Semantic search makes possible the recreation of the two key features in these case studies – aggregating and visualizing a large dataset and conducting a conceptual search. Standard search tools do not support these tasks in a very precise or timely way. While they will continue to be used, it is time for new technology to step forward that can increase the researcher productivity. I am confident that this new technology is semantic search. By this time next year we will see a flood of exciting applications based on semantic technology. For more information about the Semantic Web visit the Project10x website [5] and download the executive summary for Semantic Wave Report: Industry Roadmap to Web 3.0 and Multibillion Dollar Market Opportunities [6].

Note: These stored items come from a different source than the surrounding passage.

PR #1043, opened 2025-04-24
[ENH]: Update Linkcheck Schedule to Reduce Frequency

### LINKED ISSUE #1031: MAINT: Decrease frequency of running Linkcheck
Currently, Linkcheck ( https://github.com/jonescompneurolab/hnn-core/blob/master/.github/workflows/linkcheck.yml ), which checks that all the external URLs of our documentation resolve correctly, runs every time that PRs are tested (frequently), and on every push to `master`.

However, as our documentation increases (especially via references to Github in our `whats_new.md`), we will gradually be increasing the number of external links that need to be checked. Recently, in my personal experience, Linkcheck has been failing more frequently than in the past. The vast majority of Linkcheck failures are due to external URL uptime, *not* due to mistakes on our part. I am frequently seeing 502 gateway issues or unavailable URLs from Github, CircleCI, Codecov (which AFAIK is not currently working due to config updates on our part), and Brown's HNN servers. Very frequently, a manual re-run of the Linkcheck job is needed to get the tests to pass. An example failure can be found here: https://github.com/jonescompneurolab/hnn-core/actions/runs/14178037937/job/39717517721 .

Similar to changes to testing frequency we have discussed at the dev meetings, I think we may want to consider reducing the frequency of Linkcheck, since most code does not change the public API or external links, and I think running Linkcheck on every PR is unnecessary. Instead, I propose the following:

- Change Linkcheck to only run:
    1. On every push/merge to `master` (like currently)
    2. NOT on every PR (including subsequent updates)
    3. On a half-month basis

Myrausman:
### Summary
This pull request updates the Linkcheck workflow to modify its frequency and reduce unnecessary runs.
### Changes Made
1. The workflow now:
   - Runs only on every push/merge to the `master` branch.
   - Executes on a scheduled basis on the 1st and 15th of each month at midnight UTC.
   - No longer runs on every pull request (including subsequent updates).

Closes #1031

### DIFF
--- a/.github/workflows/linkcheck.yml
+++ b/.github/workflows/linkcheck.yml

Resources Mentioned in the Article
[1] Semantics. Wikipedia.org. Retrieved August 20, 2009, from http://en.wikipedia.org/wiki/Semantics.
 
[2] Semantic networks. Wikipedia.org. Retrieved August 20, 2009, from http://en.wikipedia.org/wiki/Semantic_networks.
 
[3] Collexis [website]: www.collexis.org.
 
[4] PubMed: www.ncbi.nlm.nih.gov/pubmed.
 

[5] Project 10x: www.project10x.com.
 
[6] Davis, M. (n.d.). Semantic wave report: Industry roadmap to Web 3.0 and multibillion dollar market opportunities: Executive summary. Washington, DC: Project10x. Retrieved August 21, 2009, from www.project10x.com.